Rodney Thomas

No. 21, 24, 45
- Position: Defensive back

Personal information
- Born: December 21, 1965 (age 60) Los Angeles, California, U.S.
- Listed height: 5 ft 10 in (1.78 m)
- Listed weight: 190 lb (86 kg)

Career information
- High school: Chaffey (Ontario, California)
- College: BYU
- NFL draft: 1988: 5th round, 126th overall pick

Career history
- Miami Dolphins (1988–1990); Los Angeles Rams (1991); San Francisco 49ers (1992)*;
- * Offseason or practice squad member only

Awards and highlights
- First team all-WAC (1986);

Career NFL statistics
- Games played: 46
- Interceptions: 3
- Fumbles recovered: 3
- Stats at Pro Football Reference

= Rodney Thomas (defensive back) =

American football player (born 1965)

Rodney Lamar Thomas (born December 21, 1965) is an American former professional football player who was a defensive back for 46 games in the National Football League from 1988 to 1991. Thomas spent three seasons with the Miami Dolphins and one with the Los Angeles Rams. He played college football for the BYU Cougars.

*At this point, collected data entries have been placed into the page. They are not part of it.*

PR #3906, opened 2022-01-19
PPML rename DataType and package refactor

Litchilitchy:


scala/ppml/src/main/scala/com/intel/analytics/bigdl/ppml/base/StorageHolder.scala
```diff
@@ -16,45 +16,63 @@
...
+      logger.debug(s"Put TreeEval into client data map, current size: $clientDataSize")
+    } else {
+      throw new IllegalArgumentException("Data is empty, could not uploaded to server.")
     }
   }
-  def getTableStorage() = this.tableStorage
-  def getSplitStorage() = this.splitStorage
-  def getLeafStorage() = this.leafStorage
-  def getBranchStorage() = this.branchStorage
+  def getTableStorage() = this.tensorMapStorage
```
jason-dai, line 74: getTensorMapStorage

scala/ppml/src/main/java/com/intel/analytics/bigdl/ppml/common/FLDataType.java
```diff
@@ -19,6 +19,6 @@
 public enum FLDataType {
     TENSOR_MAP,
     TREE_SPLIT,
-    TREE_LEAF,
+    TREE_LEAVES,
```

==Early life and college==
Thomas was born in Los Angeles and played high school football at Chaffey High School in Ontario, California. He attended college at Brigham Young University, where he started for the football team as a sophomore; he was the only sophomore starter on the 1985 team. Thomas was named to the all-Western Athletic Conference first team in his junior year. In his senior season, Thomas injured his ankle in a game against TCU, causing him to miss multiple games. He returned an interception for a touchdown in the final regular-season game against rival Utah. Thomas was named to the all-WAC second team following the 1987 season.

==Professional career==
Thomas was selected by the Miami Dolphins in the fifth round of the 1988 NFL draft. He struggled in his first year in the NFL; he played in twelve games and started in one, but he was replaced in his sole start after a poor performance. In the 1989 season, the Dolphins used Thomas as a dimeback alongside Don McNeal. Thomas became a free agent after the 1990 season and signed with the Los Angeles Rams, where he played in three games.